What is required
Among the entries that follow, how many lines contain the string "were"? Answer with that number only.
Records for the task Start Marker
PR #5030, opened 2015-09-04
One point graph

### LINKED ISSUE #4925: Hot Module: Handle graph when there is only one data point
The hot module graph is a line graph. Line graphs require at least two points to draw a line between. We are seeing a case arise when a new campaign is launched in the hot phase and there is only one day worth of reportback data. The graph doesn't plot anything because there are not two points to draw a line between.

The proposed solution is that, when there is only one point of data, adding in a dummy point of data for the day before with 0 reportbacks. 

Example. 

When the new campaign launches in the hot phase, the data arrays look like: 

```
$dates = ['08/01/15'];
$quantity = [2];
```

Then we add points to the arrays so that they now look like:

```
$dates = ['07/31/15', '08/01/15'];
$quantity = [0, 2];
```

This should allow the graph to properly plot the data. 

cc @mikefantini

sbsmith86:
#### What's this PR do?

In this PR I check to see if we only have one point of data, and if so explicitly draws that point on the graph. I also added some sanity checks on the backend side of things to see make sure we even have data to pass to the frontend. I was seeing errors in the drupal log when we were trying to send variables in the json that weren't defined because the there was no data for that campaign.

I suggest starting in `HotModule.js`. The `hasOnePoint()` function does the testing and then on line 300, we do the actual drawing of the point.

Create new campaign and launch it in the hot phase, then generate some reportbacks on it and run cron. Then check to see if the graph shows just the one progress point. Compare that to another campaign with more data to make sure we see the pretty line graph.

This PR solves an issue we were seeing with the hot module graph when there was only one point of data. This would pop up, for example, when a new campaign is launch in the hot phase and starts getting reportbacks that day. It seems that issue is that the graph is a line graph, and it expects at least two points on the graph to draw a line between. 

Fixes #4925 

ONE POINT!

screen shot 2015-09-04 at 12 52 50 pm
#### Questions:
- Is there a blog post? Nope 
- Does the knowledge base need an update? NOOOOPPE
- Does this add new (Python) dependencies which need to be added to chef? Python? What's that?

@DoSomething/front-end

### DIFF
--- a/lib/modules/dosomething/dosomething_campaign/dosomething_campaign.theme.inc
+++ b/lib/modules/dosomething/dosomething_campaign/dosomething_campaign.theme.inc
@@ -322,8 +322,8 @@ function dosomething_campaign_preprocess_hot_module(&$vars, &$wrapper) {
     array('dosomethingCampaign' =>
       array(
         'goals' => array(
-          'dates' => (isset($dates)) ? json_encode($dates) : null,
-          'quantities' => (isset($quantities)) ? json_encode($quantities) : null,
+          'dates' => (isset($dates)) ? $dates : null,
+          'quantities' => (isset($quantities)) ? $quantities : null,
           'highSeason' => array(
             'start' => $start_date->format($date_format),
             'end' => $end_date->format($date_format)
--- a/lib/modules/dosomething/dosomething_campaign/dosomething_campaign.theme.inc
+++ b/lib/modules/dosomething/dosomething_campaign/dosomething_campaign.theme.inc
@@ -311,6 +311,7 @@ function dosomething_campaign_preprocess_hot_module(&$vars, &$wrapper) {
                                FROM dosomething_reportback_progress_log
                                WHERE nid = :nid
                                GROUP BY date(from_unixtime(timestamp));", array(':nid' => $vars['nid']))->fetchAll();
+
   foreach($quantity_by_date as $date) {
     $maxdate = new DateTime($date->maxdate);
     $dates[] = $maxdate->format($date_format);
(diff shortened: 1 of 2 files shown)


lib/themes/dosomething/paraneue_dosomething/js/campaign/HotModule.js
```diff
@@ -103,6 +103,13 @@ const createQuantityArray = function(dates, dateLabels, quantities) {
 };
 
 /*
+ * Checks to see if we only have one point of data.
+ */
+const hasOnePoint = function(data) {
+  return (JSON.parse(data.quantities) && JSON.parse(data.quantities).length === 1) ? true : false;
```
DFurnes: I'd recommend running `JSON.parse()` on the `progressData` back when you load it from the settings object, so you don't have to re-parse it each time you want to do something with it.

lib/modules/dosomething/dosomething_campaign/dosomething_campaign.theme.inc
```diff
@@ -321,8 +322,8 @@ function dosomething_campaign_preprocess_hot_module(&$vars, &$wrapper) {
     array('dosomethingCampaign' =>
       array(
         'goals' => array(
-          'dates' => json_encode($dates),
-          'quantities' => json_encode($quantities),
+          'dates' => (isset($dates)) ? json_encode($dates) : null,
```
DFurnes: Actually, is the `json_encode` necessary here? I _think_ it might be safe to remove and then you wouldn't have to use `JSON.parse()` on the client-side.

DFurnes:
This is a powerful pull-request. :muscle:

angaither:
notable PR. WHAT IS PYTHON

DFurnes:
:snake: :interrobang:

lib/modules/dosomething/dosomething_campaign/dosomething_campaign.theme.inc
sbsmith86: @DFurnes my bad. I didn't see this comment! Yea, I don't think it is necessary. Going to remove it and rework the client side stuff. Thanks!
Records for the task End Marker
Records for the task Start Marker
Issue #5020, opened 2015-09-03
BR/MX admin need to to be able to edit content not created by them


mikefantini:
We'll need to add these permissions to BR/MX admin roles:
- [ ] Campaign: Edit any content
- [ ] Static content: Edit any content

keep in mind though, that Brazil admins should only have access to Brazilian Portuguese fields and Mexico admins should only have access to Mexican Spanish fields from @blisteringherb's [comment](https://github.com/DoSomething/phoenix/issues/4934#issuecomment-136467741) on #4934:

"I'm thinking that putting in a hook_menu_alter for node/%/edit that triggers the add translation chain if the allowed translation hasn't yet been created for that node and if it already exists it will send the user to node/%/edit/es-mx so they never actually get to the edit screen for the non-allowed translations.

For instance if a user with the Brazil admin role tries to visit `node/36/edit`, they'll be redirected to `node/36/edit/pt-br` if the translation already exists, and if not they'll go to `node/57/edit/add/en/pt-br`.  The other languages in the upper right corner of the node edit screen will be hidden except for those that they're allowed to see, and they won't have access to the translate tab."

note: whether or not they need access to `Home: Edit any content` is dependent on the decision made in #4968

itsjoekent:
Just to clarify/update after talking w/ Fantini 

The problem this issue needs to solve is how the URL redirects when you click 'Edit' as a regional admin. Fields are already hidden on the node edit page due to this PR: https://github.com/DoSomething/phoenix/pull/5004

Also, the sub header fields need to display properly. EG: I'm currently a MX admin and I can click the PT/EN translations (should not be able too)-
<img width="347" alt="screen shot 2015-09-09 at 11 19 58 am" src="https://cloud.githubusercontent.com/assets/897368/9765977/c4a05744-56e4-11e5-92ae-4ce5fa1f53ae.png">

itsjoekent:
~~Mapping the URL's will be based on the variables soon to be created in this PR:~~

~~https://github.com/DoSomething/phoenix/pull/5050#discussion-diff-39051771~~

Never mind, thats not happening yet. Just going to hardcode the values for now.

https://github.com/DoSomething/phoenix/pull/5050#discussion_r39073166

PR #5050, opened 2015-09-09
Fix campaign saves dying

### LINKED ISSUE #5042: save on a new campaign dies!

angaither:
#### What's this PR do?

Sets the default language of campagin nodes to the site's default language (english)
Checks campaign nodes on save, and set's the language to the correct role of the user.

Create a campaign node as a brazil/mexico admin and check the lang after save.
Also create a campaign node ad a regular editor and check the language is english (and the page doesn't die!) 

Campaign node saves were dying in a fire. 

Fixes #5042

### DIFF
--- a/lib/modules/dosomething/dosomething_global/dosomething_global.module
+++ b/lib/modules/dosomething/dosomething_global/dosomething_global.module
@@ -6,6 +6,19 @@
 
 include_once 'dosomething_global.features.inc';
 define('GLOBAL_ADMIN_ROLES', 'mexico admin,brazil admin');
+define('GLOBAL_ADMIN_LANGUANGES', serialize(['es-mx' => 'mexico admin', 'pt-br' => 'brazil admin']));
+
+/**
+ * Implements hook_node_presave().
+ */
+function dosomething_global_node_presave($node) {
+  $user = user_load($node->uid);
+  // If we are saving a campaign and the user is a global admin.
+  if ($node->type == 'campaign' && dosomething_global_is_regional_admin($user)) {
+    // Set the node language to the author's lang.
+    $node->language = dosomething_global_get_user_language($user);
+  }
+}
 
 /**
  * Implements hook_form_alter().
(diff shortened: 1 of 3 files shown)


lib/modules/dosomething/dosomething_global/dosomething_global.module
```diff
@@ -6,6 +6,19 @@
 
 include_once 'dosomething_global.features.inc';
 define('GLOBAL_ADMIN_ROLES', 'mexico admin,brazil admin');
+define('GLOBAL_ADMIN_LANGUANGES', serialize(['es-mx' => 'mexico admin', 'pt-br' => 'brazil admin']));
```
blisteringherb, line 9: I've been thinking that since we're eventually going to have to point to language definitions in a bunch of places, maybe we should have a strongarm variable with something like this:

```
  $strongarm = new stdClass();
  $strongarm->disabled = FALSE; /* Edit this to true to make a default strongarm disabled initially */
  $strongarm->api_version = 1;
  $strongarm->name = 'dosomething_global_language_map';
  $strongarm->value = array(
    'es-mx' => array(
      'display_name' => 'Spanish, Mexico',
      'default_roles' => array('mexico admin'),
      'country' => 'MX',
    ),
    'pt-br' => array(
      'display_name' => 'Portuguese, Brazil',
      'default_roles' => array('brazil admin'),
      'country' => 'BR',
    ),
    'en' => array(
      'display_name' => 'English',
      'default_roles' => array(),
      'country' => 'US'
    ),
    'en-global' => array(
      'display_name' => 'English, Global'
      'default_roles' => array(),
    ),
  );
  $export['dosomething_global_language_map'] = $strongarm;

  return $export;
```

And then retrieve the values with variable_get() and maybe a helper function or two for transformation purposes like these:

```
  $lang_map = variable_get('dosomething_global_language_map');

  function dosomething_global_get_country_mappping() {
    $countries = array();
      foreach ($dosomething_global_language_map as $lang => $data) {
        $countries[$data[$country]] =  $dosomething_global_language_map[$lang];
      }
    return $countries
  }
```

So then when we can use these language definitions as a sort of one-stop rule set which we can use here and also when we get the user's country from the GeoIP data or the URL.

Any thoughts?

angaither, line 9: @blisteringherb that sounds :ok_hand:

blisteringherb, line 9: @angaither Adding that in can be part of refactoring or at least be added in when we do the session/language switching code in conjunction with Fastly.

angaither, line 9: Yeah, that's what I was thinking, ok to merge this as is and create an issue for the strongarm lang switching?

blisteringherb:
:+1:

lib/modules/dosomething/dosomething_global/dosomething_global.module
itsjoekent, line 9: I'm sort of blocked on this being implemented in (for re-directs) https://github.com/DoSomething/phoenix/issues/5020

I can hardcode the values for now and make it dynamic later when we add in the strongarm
Records for the task End Marker
Records for the task Start Marker
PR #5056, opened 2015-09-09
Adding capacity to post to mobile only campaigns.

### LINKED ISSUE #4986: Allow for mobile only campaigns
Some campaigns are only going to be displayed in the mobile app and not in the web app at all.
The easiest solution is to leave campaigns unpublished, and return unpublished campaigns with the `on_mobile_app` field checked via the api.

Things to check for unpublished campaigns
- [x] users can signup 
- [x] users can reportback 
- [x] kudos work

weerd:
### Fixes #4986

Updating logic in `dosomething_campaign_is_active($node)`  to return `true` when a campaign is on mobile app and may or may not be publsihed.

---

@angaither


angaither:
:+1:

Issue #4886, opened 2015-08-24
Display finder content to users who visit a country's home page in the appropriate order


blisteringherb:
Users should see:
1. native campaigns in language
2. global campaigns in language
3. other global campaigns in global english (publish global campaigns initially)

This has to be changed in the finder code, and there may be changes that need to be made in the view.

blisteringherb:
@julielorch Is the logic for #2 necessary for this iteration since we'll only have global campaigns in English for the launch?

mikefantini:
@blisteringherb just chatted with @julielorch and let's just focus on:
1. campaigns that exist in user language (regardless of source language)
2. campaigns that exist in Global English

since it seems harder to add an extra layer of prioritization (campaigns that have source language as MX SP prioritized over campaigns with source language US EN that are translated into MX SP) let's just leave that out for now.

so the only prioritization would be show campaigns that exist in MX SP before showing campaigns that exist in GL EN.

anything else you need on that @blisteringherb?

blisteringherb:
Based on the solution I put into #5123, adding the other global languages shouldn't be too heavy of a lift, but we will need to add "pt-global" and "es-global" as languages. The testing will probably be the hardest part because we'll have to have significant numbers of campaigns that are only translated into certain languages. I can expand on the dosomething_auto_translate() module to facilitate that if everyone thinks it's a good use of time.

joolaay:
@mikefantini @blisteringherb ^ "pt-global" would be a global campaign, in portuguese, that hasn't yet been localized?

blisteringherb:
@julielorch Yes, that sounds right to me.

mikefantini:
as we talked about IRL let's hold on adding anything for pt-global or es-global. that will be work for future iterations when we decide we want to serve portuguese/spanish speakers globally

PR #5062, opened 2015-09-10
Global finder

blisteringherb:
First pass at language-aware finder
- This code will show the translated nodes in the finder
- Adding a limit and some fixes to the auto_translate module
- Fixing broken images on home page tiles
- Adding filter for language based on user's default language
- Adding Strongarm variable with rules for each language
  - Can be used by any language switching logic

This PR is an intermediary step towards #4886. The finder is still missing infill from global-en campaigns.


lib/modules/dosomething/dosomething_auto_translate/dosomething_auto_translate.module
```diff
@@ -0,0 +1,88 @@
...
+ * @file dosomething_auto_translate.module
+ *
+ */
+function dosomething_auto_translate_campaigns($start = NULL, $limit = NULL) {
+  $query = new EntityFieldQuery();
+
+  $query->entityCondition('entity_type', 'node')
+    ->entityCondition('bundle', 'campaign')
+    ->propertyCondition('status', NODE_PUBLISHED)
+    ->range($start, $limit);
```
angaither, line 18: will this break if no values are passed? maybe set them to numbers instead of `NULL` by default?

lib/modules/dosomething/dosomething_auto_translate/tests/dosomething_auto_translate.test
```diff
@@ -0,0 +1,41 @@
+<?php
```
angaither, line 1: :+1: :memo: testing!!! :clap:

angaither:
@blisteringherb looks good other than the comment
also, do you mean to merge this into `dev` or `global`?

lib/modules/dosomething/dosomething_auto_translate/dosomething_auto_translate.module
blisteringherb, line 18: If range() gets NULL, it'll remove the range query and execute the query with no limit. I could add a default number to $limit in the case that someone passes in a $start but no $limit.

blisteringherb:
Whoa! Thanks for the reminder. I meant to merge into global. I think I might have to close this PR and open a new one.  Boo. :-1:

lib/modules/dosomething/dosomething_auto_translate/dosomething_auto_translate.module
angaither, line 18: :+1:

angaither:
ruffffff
Records for the task End Marker
Final answer
3